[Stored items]
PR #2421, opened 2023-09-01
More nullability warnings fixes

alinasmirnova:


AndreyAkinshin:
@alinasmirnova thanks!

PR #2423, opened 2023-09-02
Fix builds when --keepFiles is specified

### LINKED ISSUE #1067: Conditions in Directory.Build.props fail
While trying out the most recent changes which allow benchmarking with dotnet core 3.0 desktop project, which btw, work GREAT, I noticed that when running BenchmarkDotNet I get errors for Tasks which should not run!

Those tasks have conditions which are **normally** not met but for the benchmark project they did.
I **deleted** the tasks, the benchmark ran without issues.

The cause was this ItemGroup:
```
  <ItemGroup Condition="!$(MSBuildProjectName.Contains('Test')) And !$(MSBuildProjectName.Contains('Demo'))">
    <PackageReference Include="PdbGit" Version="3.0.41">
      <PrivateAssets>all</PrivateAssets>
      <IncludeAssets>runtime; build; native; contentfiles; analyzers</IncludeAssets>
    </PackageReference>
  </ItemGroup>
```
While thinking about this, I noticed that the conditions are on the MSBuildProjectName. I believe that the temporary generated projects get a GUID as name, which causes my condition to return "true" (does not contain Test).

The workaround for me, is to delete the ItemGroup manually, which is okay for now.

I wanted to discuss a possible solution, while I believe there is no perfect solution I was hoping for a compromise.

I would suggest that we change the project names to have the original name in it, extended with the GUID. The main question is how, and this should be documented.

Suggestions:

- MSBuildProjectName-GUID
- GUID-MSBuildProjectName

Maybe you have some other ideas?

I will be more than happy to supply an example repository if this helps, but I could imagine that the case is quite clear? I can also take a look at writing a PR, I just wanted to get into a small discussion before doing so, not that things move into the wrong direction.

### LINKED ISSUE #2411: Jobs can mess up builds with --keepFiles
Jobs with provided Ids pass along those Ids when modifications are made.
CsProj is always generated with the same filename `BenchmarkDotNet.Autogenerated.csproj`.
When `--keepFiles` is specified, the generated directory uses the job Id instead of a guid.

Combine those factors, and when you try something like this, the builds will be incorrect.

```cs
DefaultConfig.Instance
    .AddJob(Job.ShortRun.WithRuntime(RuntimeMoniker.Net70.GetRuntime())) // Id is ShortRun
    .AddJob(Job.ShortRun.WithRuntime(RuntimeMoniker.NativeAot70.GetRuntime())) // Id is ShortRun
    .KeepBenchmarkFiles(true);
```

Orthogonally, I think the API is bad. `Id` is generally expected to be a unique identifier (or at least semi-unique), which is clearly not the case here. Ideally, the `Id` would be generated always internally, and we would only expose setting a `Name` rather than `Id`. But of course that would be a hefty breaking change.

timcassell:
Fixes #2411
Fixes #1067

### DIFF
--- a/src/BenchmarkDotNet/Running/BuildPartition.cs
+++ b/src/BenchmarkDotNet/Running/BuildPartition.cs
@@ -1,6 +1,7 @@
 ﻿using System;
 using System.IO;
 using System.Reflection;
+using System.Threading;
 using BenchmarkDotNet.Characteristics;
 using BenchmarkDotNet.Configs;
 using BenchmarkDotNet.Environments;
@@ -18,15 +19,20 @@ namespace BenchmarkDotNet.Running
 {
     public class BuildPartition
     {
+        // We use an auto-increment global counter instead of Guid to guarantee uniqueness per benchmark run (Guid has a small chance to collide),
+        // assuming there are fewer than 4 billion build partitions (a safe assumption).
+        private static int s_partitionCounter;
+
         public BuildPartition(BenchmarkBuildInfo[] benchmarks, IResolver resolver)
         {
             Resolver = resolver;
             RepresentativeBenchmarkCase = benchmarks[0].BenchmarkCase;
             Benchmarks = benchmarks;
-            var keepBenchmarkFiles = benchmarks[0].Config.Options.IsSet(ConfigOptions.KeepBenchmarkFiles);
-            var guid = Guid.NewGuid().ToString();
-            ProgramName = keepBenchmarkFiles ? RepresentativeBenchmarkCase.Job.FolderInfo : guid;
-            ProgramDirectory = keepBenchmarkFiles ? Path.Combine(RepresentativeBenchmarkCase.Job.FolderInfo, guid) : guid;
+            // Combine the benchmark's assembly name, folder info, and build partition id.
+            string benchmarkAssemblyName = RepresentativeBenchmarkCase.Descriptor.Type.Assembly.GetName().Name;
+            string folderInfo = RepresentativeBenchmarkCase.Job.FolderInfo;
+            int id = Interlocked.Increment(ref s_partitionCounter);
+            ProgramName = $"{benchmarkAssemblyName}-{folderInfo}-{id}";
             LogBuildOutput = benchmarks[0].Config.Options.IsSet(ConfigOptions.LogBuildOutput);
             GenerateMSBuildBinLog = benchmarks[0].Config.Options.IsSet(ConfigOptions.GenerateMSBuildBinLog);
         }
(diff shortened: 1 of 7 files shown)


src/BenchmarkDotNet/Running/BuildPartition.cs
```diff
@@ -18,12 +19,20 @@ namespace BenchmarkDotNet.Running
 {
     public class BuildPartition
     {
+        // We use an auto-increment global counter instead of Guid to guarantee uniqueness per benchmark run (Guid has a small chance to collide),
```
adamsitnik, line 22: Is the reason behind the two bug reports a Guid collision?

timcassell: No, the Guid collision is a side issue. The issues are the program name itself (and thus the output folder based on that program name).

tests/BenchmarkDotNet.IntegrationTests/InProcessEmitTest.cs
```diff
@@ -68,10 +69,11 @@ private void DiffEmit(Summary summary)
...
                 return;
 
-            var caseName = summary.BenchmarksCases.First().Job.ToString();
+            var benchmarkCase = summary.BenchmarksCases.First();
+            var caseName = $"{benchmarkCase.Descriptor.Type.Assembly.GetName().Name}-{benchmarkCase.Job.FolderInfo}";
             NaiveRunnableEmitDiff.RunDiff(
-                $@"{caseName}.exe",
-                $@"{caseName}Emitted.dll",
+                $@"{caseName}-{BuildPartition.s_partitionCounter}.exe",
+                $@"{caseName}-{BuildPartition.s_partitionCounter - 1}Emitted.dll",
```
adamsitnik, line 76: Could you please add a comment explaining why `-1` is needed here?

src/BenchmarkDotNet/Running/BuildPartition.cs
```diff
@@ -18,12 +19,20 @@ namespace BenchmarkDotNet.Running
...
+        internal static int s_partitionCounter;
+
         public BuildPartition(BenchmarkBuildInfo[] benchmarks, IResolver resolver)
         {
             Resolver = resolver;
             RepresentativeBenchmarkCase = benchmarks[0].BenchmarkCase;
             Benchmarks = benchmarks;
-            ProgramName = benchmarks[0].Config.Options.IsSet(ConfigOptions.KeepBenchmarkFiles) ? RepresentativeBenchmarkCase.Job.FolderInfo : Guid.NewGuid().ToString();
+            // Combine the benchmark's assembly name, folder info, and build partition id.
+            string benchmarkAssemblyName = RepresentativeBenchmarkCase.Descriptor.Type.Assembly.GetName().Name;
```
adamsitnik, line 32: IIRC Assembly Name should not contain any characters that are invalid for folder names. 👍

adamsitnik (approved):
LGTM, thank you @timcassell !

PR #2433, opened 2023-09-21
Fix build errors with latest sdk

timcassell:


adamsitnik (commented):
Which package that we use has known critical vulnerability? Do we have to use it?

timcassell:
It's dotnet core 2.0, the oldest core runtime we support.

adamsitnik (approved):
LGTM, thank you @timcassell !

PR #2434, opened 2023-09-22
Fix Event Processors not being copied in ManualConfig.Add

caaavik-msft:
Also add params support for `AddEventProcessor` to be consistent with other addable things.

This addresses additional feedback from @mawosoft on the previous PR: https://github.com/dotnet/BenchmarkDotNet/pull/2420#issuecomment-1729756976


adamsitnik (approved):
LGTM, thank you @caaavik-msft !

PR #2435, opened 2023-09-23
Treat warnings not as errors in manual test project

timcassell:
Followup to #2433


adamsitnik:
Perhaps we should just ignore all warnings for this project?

==

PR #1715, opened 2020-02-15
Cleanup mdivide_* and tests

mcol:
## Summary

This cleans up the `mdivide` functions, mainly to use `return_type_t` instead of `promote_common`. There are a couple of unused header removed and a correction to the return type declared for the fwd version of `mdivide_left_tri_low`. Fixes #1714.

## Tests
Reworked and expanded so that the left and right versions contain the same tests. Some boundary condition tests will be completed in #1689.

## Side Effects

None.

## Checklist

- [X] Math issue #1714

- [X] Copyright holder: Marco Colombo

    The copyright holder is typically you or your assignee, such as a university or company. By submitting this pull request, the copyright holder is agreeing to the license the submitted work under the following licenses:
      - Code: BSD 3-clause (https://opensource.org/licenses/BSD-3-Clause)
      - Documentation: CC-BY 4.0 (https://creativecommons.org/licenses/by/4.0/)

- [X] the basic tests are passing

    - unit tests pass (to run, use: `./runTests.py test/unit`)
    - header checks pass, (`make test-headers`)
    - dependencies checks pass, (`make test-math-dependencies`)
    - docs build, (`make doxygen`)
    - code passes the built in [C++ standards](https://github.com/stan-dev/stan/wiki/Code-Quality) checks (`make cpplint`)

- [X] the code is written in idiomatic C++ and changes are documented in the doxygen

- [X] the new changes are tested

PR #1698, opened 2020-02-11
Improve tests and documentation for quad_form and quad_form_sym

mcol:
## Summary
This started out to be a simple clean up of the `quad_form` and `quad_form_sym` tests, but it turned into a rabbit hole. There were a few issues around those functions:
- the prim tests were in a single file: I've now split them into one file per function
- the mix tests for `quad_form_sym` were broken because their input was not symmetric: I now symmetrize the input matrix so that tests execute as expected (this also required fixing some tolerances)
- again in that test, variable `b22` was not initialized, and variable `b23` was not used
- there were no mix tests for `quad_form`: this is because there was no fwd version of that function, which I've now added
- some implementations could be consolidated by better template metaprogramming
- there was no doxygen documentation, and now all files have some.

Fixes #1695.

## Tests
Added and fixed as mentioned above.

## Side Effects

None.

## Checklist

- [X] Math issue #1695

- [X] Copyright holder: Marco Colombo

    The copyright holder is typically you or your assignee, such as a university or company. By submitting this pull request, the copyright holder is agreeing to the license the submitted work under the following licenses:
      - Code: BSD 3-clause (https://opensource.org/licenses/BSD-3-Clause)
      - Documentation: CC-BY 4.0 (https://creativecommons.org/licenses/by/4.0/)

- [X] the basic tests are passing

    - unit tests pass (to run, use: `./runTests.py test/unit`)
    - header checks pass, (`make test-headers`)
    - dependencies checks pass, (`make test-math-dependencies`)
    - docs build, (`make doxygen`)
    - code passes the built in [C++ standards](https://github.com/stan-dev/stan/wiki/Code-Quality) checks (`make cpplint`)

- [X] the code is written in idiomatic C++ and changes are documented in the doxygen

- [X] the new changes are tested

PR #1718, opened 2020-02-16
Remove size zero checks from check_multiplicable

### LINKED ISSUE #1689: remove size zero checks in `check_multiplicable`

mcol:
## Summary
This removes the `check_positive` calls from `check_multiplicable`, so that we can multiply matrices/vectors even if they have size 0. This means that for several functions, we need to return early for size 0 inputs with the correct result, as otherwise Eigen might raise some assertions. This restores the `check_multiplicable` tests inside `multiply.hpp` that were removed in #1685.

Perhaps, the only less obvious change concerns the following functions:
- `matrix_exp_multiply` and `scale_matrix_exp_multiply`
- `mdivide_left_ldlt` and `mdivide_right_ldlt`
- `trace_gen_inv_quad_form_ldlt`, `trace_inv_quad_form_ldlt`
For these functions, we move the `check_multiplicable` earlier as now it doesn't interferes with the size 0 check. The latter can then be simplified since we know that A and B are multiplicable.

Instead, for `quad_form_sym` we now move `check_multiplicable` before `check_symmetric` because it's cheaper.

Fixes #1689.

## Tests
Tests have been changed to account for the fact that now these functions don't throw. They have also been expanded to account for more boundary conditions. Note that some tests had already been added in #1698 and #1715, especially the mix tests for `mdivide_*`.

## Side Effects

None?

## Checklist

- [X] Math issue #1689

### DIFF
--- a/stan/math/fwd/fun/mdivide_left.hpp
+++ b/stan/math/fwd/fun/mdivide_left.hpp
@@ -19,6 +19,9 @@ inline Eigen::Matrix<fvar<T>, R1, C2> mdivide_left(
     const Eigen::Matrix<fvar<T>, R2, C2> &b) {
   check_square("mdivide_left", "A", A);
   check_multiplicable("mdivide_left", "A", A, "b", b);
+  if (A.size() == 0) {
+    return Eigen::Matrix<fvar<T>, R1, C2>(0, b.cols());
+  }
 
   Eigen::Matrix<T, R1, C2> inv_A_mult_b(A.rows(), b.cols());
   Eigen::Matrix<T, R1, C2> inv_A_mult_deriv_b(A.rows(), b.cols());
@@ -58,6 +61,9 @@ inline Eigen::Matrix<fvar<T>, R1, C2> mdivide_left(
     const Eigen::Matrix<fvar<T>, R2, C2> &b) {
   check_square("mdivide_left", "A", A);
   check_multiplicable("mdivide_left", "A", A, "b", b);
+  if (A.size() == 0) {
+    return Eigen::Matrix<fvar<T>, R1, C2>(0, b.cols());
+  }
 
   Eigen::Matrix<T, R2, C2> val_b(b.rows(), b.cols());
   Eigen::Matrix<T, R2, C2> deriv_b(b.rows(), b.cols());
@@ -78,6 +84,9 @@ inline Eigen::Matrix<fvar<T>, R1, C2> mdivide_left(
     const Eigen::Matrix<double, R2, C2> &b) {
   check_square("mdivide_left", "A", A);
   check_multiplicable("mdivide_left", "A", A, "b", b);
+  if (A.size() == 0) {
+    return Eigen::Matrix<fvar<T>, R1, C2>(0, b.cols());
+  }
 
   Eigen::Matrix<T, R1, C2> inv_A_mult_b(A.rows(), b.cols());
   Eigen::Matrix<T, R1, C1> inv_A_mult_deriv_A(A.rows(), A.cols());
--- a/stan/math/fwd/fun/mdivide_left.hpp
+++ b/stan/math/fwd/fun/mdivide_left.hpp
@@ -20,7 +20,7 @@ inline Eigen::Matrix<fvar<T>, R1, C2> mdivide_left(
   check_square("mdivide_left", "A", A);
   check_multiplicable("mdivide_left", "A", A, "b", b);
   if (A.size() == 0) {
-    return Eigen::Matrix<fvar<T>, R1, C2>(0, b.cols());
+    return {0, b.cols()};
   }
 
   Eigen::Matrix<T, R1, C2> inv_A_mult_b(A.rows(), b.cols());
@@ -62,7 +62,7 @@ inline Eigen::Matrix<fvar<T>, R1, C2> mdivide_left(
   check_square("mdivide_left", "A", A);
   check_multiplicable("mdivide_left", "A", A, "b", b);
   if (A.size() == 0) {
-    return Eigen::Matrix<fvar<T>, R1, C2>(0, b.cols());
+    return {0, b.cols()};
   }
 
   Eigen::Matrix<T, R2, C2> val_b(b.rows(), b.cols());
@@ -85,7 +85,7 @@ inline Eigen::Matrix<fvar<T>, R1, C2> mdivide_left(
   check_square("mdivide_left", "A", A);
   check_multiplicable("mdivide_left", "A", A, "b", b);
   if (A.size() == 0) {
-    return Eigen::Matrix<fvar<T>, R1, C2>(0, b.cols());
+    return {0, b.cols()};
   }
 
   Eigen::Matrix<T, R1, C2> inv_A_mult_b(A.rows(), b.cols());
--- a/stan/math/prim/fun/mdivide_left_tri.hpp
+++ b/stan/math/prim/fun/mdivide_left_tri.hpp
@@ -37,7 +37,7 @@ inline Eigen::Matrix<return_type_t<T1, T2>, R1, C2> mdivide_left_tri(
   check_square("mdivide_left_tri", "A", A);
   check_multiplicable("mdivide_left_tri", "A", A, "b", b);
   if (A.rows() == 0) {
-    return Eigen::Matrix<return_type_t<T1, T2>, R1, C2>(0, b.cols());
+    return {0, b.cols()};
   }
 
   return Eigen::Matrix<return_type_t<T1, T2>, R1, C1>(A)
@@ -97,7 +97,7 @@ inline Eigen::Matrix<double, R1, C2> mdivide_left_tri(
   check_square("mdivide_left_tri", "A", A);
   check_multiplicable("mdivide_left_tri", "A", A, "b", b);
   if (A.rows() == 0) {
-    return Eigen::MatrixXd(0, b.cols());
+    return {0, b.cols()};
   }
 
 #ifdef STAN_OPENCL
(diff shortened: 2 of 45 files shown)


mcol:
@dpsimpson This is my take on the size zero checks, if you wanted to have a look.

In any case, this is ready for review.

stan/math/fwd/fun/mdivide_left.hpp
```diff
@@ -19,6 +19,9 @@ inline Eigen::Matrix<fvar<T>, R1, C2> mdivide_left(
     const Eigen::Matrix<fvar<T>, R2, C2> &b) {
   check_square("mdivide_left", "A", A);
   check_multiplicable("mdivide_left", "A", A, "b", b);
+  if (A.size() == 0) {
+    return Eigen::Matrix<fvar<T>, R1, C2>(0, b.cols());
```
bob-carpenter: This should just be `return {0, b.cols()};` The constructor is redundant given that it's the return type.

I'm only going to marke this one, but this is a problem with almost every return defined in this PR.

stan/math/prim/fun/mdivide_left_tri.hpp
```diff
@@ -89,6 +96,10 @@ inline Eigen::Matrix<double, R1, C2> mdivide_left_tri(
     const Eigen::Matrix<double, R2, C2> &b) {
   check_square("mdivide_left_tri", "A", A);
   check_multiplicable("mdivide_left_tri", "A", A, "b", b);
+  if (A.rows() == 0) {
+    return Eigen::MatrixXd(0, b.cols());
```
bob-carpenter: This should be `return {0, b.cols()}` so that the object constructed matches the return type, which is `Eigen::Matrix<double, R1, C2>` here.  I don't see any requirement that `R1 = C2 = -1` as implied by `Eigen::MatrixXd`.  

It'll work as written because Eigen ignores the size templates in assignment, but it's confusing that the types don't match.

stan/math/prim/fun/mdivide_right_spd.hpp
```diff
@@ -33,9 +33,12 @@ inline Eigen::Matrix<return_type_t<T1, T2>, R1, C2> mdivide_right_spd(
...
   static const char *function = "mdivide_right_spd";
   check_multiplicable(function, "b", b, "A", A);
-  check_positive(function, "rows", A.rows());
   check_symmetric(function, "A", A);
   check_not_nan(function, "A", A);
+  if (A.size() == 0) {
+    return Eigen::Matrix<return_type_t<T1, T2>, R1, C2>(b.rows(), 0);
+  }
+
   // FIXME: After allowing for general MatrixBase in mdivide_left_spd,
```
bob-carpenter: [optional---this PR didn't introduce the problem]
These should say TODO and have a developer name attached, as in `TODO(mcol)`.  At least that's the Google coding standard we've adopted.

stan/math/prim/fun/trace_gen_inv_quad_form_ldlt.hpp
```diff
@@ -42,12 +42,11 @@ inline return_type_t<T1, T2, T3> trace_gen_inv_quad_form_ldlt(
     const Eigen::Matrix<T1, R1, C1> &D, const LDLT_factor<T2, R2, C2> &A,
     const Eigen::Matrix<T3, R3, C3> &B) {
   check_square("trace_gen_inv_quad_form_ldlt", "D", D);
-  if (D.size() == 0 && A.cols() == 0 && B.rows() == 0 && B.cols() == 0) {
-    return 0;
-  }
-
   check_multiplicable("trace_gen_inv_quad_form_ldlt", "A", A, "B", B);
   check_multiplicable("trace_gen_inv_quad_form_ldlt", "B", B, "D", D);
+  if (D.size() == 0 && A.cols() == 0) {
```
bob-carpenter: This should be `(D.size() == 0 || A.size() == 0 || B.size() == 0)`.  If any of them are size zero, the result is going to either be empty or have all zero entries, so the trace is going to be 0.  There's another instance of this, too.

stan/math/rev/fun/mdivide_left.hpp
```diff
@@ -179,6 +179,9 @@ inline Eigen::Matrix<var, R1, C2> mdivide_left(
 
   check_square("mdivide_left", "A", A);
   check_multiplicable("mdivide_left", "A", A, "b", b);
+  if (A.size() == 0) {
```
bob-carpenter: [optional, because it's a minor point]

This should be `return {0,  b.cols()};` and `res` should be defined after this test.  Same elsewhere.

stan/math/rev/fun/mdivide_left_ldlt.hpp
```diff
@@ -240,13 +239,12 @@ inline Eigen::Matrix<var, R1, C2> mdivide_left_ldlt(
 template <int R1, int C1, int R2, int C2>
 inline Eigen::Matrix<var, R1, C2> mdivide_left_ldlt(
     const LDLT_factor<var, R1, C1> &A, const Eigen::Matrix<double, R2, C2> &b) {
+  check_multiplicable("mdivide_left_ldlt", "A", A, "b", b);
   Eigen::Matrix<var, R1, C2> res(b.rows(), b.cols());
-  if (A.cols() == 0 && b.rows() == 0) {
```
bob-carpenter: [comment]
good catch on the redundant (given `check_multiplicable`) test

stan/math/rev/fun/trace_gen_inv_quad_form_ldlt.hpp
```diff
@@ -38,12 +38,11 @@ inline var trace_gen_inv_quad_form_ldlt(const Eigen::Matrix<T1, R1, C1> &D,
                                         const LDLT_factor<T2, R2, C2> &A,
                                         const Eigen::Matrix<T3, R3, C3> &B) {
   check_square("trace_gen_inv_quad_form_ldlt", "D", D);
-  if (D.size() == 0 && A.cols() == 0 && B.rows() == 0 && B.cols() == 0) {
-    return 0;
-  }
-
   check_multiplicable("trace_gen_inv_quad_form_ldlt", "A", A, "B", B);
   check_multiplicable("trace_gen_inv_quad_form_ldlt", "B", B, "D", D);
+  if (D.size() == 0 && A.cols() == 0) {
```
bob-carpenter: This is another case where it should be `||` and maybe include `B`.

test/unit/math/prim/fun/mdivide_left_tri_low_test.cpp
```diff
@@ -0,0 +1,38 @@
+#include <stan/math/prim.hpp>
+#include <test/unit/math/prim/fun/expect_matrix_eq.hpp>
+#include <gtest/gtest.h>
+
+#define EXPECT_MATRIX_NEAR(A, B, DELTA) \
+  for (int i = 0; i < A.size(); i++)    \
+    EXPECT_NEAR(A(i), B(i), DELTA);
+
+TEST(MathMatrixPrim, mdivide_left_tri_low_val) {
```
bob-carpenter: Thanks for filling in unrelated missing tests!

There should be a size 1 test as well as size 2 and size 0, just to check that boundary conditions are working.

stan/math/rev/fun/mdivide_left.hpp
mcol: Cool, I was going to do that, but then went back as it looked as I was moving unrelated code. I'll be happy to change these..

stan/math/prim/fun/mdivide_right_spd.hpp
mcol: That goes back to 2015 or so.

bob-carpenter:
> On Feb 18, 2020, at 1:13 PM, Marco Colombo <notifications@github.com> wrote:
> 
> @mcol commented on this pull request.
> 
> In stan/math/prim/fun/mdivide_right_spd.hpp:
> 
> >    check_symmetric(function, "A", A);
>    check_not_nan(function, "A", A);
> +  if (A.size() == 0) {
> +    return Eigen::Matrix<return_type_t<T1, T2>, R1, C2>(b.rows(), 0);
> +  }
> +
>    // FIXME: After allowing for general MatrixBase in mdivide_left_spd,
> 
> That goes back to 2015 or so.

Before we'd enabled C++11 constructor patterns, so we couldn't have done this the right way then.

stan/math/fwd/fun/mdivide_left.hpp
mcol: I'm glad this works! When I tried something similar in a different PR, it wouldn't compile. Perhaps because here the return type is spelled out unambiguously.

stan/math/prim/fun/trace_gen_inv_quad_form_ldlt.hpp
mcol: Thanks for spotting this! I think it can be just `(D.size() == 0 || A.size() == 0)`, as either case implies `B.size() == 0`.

**EXERCISE DETAILS**
Look back at the entries above and repeat, unchanged, every line from the line holding "### LINKED ISSUE #1689: remove" through the line holding "Perhaps, the only".

**SOLUTION TO THIS PROBLEM**
### LINKED ISSUE #1689: remove size zero checks in `check_multiplicable`

mcol:
## Summary
This removes the `check_positive` calls from `check_multiplicable`, so that we can multiply matrices/vectors even if they have size 0. This means that for several functions, we need to return early for size 0 inputs with the correct result, as otherwise Eigen might raise some assertions. This restores the `check_multiplicable` tests inside `multiply.hpp` that were removed in #1685.

Perhaps, the only less obvious change concerns the following functions:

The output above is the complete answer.